EXERCISE INSTRUCTIONS
Please retype the listing below exactly, from its opening line through the line where "-928,6 +928,20 @@" appears.

=== Section Start ===

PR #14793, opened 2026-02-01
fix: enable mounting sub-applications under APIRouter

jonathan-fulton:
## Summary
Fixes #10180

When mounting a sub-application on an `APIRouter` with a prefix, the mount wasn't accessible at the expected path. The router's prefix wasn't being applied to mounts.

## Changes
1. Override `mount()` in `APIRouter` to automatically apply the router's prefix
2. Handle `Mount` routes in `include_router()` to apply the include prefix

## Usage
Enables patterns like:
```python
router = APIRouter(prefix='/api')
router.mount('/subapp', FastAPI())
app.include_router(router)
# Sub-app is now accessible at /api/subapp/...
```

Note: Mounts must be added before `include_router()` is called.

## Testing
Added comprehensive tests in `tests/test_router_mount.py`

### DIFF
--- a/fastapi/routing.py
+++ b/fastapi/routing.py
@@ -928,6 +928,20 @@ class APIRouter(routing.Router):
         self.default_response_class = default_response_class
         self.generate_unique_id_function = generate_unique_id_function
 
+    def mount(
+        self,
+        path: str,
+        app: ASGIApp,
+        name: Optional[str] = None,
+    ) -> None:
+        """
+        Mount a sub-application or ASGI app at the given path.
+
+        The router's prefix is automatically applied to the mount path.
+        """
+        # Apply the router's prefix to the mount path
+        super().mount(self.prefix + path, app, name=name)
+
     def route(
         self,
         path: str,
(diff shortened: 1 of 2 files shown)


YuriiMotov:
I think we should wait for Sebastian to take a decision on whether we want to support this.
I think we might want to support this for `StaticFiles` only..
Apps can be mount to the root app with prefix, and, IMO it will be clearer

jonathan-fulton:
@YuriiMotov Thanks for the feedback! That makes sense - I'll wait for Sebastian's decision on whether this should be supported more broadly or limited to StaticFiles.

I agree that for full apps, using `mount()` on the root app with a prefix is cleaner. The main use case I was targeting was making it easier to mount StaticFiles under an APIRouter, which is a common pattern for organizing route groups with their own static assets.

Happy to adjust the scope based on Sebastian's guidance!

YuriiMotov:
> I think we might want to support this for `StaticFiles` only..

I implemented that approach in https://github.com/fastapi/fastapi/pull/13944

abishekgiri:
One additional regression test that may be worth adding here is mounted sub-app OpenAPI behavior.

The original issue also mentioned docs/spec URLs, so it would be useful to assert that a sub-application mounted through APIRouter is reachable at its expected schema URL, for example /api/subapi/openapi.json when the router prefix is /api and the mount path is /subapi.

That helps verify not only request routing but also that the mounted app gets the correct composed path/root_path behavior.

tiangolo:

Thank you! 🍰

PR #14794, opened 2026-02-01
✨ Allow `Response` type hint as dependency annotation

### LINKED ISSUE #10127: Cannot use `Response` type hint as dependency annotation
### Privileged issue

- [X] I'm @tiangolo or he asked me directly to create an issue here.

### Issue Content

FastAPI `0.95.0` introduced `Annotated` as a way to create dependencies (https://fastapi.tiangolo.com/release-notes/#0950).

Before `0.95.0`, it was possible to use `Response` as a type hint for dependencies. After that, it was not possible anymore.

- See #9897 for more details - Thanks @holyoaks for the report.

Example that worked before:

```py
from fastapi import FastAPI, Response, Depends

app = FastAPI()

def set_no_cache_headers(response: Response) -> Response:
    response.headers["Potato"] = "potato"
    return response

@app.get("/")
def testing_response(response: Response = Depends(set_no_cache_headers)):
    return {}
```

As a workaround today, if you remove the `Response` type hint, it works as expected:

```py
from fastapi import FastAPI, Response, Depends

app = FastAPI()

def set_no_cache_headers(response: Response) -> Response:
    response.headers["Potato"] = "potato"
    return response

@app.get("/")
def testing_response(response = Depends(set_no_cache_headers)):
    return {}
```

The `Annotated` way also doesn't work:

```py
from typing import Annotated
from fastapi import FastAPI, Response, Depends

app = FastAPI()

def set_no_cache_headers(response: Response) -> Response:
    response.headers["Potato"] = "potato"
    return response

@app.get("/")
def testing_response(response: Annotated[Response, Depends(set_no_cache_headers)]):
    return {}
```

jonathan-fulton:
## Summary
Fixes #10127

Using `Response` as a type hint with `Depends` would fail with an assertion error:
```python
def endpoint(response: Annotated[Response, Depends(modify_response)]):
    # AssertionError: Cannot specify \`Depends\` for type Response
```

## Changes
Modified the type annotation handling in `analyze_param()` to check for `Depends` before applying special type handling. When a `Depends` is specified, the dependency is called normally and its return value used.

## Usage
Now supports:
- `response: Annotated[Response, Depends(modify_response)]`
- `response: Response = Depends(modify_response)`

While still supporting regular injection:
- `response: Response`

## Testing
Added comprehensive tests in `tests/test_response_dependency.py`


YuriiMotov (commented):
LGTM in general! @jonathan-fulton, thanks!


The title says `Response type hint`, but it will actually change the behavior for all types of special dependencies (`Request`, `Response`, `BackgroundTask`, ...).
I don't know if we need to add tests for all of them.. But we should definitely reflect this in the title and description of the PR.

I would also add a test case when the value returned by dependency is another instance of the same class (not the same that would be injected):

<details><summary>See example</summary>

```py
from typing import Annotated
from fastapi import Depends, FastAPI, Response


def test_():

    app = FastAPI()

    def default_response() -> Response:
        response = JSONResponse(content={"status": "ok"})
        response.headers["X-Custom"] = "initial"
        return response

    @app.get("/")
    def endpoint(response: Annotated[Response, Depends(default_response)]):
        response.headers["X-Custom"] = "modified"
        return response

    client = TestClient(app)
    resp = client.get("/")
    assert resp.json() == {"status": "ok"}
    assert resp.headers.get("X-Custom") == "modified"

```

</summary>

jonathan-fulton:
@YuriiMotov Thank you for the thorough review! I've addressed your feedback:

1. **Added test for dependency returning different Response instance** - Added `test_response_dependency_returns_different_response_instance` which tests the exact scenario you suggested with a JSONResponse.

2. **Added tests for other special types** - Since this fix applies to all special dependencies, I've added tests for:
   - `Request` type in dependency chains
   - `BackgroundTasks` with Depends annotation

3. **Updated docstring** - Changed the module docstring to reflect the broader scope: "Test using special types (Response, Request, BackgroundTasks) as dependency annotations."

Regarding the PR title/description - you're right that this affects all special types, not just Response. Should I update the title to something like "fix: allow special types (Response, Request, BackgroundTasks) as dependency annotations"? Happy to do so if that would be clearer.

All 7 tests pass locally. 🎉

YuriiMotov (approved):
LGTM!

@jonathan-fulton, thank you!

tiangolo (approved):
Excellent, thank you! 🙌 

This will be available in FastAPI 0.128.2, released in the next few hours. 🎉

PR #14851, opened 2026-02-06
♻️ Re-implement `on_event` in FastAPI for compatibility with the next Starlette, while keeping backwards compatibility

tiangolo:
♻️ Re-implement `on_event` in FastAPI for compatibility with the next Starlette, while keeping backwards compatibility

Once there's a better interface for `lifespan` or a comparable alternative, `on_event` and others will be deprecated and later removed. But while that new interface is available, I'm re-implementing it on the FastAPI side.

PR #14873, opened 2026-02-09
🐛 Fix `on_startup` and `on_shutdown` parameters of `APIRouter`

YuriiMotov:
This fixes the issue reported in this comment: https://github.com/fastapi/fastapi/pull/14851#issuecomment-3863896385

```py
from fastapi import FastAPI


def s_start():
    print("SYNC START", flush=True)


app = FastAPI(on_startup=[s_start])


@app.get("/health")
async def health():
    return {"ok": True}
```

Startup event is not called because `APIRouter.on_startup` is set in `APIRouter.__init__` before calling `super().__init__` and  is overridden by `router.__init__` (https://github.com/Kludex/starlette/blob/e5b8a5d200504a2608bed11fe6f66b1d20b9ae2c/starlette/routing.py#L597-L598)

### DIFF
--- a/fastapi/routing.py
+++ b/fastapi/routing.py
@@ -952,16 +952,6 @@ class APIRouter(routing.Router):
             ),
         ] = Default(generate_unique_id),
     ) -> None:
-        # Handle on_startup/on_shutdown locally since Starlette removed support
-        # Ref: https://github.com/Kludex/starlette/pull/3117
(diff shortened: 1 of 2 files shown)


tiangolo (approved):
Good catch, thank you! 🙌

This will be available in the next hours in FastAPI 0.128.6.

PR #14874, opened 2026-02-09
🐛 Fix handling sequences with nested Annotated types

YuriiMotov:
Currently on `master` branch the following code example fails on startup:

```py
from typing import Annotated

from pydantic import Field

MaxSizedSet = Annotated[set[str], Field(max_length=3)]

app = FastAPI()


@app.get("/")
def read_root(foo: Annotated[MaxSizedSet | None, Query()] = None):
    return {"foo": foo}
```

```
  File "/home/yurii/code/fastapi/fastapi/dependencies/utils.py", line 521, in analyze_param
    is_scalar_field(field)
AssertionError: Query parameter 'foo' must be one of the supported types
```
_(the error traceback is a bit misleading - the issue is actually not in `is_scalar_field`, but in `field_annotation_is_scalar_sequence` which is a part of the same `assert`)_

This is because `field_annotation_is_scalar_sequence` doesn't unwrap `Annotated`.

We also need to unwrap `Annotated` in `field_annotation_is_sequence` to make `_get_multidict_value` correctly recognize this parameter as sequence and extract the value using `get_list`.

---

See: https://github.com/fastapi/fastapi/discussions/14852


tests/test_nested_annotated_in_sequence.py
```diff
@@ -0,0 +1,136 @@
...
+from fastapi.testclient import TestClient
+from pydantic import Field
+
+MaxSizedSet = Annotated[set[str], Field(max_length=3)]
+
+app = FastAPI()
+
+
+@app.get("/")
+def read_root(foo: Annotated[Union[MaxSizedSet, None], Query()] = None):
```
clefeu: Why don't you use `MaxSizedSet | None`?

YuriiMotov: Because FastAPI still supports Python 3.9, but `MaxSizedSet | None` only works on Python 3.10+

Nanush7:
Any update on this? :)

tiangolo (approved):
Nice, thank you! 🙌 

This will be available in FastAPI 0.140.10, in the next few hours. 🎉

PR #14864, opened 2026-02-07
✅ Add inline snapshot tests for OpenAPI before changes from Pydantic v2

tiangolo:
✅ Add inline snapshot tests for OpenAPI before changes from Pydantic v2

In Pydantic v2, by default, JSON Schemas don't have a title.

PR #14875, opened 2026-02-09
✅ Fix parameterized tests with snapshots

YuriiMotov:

=== Section End ===

OUTPUT FOR THIS TASK
PR #14793, opened 2026-02-01
fix: enable mounting sub-applications under APIRouter

jonathan-fulton:
## Summary
Fixes #10180

When mounting a sub-application on an `APIRouter` with a prefix, the mount wasn't accessible at the expected path. The router's prefix wasn't being applied to mounts.

## Changes
1. Override `mount()` in `APIRouter` to automatically apply the router's prefix
2. Handle `Mount` routes in `include_router()` to apply the include prefix

## Usage
Enables patterns like:
```python
router = APIRouter(prefix='/api')
router.mount('/subapp', FastAPI())
app.include_router(router)
# Sub-app is now accessible at /api/subapp/...
```

Note: Mounts must be added before `include_router()` is called.

## Testing
Added comprehensive tests in `tests/test_router_mount.py`

### DIFF
--- a/fastapi/routing.py
+++ b/fastapi/routing.py
@@ -928,6 +928,20 @@ class APIRouter(routing.Router):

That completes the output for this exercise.